Section 8: What the Data Signals for 2026–2030

1. The participation gap will continue

If donor counts decline while dollars consolidate among high-net-worth households, organizations must:

  • Invest in mid-level donor pipelines
  • Develop recurring giving programs
  • Improve retention metrics

2. Retention will become the primary KPI

Acquisition-only growth models are fragile.

Expect to see:

  • Increased focus on donor lifetime value (LTV)
  • CRM-driven segmentation
  • Automated, behavior-based stewardship journeys

3. Digital and major gifts will converge

Major donors expect:

  • Seamless digital experiences
  • Frictionless payment options
  • Immediate impact reporting

Digital sophistication now affects high-dollar philanthropy.

4. AI & automation will reshape fundraising operations

While sector-wide AI adoption varies:

  • Marketing automation
  • Predictive modeling
  • Personalization at scale
  • Workflow automation

will become competitive differentiators.

Frequently Asked Questions

How many nonprofits are in the U.S.?

Approximately 1.8 million registered nonprofit organizations, including about 1.3 million 501(c)(3)s.

How much do Americans donate each year?

Annual charitable giving exceeds $550 billion.

What percentage of charitable giving comes from individuals?

Roughly two-thirds (around 65–67%) comes from individual donors.

What is the average donor retention rate?

Overall donor retention typically falls between 40–45%, with first-time donor retention often below 25%.

Is online giving increasing?

Yes.

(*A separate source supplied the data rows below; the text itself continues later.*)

PR #366, opened 2018-09-13
fix(browser-window): adds frame to browser window options (#362)

### LINKED ISSUE #362: OSX open/close/minimise buttons, linux menu bar
With latest changes to window framing, we're missing some traditional buttonage on OSX, and it seems that latest versions of the ubuntu/gnome combo do net get a menu.

ubuntu/gnome is now the default desktop as opposed to unity in previous versions, so I'd say we need to treat gnome as first class here (and not unity).

hunterlester:
Resolves #362

### DIFF
--- a/app/openWindow.js
+++ b/app/openWindow.js
@@ -55,20 +55,14 @@ const openWindow = ( store ) =>
         y                 : newWindowPosition.y,
         width             : mainWindowState.width,
         height            : mainWindowState.height,
-        titleBarStyle     : 'hidden-inset',
-        'standard-window' : false,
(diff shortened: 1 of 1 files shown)


joshuef:
Looking fine on OSX.

joshuef:
Linux ubuntu unity going well. Setting up gnome now...

joshuef:
Okay, i cant get anything better with the menu (and gnome is sloooow). So I'm going to mark this as accepted 👍 

We can continue to look into gnome to streamline it in another issue.

PR #384, opened 2018-09-24
fix(state): wipes bookmarks and history upon logout, resolves #325

### LINKED ISSUE #325: History and Bookmarks not cleaned when logging out
In Peruse 0.7.0 I can logout and still view bookmarks & history. It is only cleaned when I restart Peruse.
Mock.
osx.

hunterlester:


app/reducers/tabs.js
```diff
@@ -443,13 +443,13 @@ export default function tabs( state: array = initialState, action )
         }
         case UI_TYPES.RESET_STORE :
```
joshuef: @hunterlester let's not change this behaviour by default. Otherwise `reset store` doesn't do what you expect.

__e2e__/lib/constants.js
```diff
@@ -1,6 +1,6 @@
 // TODO: Pull these from app constants, and add '.' programmatically.
 export const WAIT_FOR_EXIST_TIMEOUT = 20000;
-export const DEFAULT_TIMEOUT_INTERVAL = 35000;
+export const DEFAULT_TIMEOUT_INTERVAL = 55000;
```
joshuef: @hunterlester I'd tweak this value as it's pulled into each test instead of changing the overall default timeout

CHANGELOG.md
```diff
@@ -39,6 +39,7 @@ All notable changes to this project will be documented in this file. See [standa
 - Able to successfully auth when logging in on mock-dev on Windows
 - No longer hanging when logging in on Linux
 - Auths external apps on mock-dev and mock-prod
+- Bookmarks and history are wiped upon logout, without closing open tabs
```
joshuef: @hunterlester with the auto changelog we should not be adding to this list anymore, it'll be added automatically from commit messages.

Issue #380, opened 2018-09-18
Make sure package name is correct


joshuef:
We need to update naming for the repo to Safe Browser

This will need to update a couple of paths, as well as the electron process naming for OSX.

We should check that the browser loads properly, is packaged and named correctly and that auth uris etc load properly.

bochaco:
@hunterlester @joshuef , I see there is a `window.Peruse` object exposed which contains the `version`. 
I'm wondering if as part of this issue we can change it to be exposed at `window.browser`, `window.safebrowser`, or something else, and have the version and perhaps release name, e.g. `{ version: "0.7.0", release: "Peruse" }`

PR #391, opened 2018-10-02
chore(naming): Peruse is now SAFE Browser

hunterlester:


hunterlester:
Resolves #380

app/package.json
```diff
@@ -1,6 +1,6 @@
 {
-  "name": "peruse",
-  "productName": "Peruse",
+  "name": "safe-browser",
```
hunterlester: @bochaco @joshuef Should this be `safeBrowser` instead?
Otherwise we'd need to use `window["safe-browser"]`.

bochaco: I would agree, or would 'safe_browser' work and be preferable?

Issue #327, opened 2018-09-06
"Incorrect Password" authenticator error in Peruse 0.7.0 appears below Account Secret field (osx)


S-Coyle:
Should appear below the pwd field when it's the pwd that's incorrect

S-Coyle:
verified as fixed (issue seemed to have bypassed QA)

Issue #326, opened 2018-09-06
"entries_mismatch" authenticator error when mismatching secret/pwd confirmation


S-Coyle:
Could be handled better.

Peruse 0.7.0 mock.
osx.

PR #394, opened 2018-10-09
chore(UI): adds i18n into previous setup to improve error messages

hunterlester:


hunterlester:
Resolves #327 
Resolves #326
@S-Coyle When you have time, see what you think.

PR #2269, opened 2022-09-26
Add SimpleCov support to the test suite

etagwerker:
Hi there,

This PR will add a new dependency to the test group and require SimpleCov if COVERAGE=true when running the test suite.

This will generate a code coverage report that will look like this: 

Screen Shot 2022-09-26 at 4 42 40 PM

Screen Shot 2022-09-26 at 4 42 47 PM

Please let me know what you think.

Thanks!


spec/spec_helper.rb
```diff
@@ -1,3 +1,12 @@
+if ENV["COVERAGE"] == "true"
+  puts "Calculating Code Coverage with SimpleCov"
+
+  require "simplecov"
+  SimpleCov.start "rails"
+
+  puts "Required SimpleCov"
```
pablobm, line 7: I think we can remove this second printout? :slightly_smiling_face:

etagwerker:
@pablobm Thanks for your review! I just addressed your comment. 😄

nickcharlton:
I'm not convinced that this is all that helpful for us. Do others feel a strong need for code coverage reports?

pablobm:
@nickcharlton - I personally like the idea, but feel that it risks becoming a "hidden" feature unless made more apparent somehow.

etagwerker:
@nickcharlton @pablobm Having support for `simplecov` means that you can quickly see which files are lacking coverage: 

According to the report I ran for this branch it looks like it is almost perfect: 

Screen Shot 2022-10-24 at 10 33 13 PM

If you wanted to, it would make it easier to enable something like `codecov` to quickly assess whether a PR is increasing/decreasing code coverage by the library's test suite. So it might save you time assessing whether a change/patch has enough test cases or not.

pablobm:
I think that adding some sort of warning in the GitHub checks (can you add warnings that don't block the merge?) as well as a coverage badge on the README can help raising awareness that we do want contributions to be well tested. Or perhaps it's a distraction? Thoughts, @nickcharlton?

etagwerker:
@nickcharlton A quick way to see SimpleCov's output in the console would be to combine these two things: 

1. Add `simplecov-console` to this PR -> https://github.com/chetan/simplecov-console
2. Add an environment variable in here: https://github.com/thoughtbot/administrate/blob/main/.circleci/config.yml (ie. `COVERAGE=true`)

Then every PR would output the code coverage percentage at the end of its execution. 

If you wanted to go the CodeCov route, you'd need to set up that service and then configure Circle CI to have the API key as a secret.

The comments would look like this: https://github.com/fastruby/skunk/pull/109#issuecomment-1464789962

Digital revenue continues multi-year growth, though acquisition costs are rising.

What This Means for Nonprofit Leaders in 2026

The sector is not shrinking. It is evolving.

  • Fewer donors.
  • Higher expectations.
  • Greater wealth concentration.
  • Rising operational costs.
  • Increasing digital sophistication requirements.

Organizations that:

  • Invest in retention
  • Build recurring revenue
  • Modernize CRM infrastructure
  • Integrate digital acquisition with long-term stewardship

will outperform peers over the next five years.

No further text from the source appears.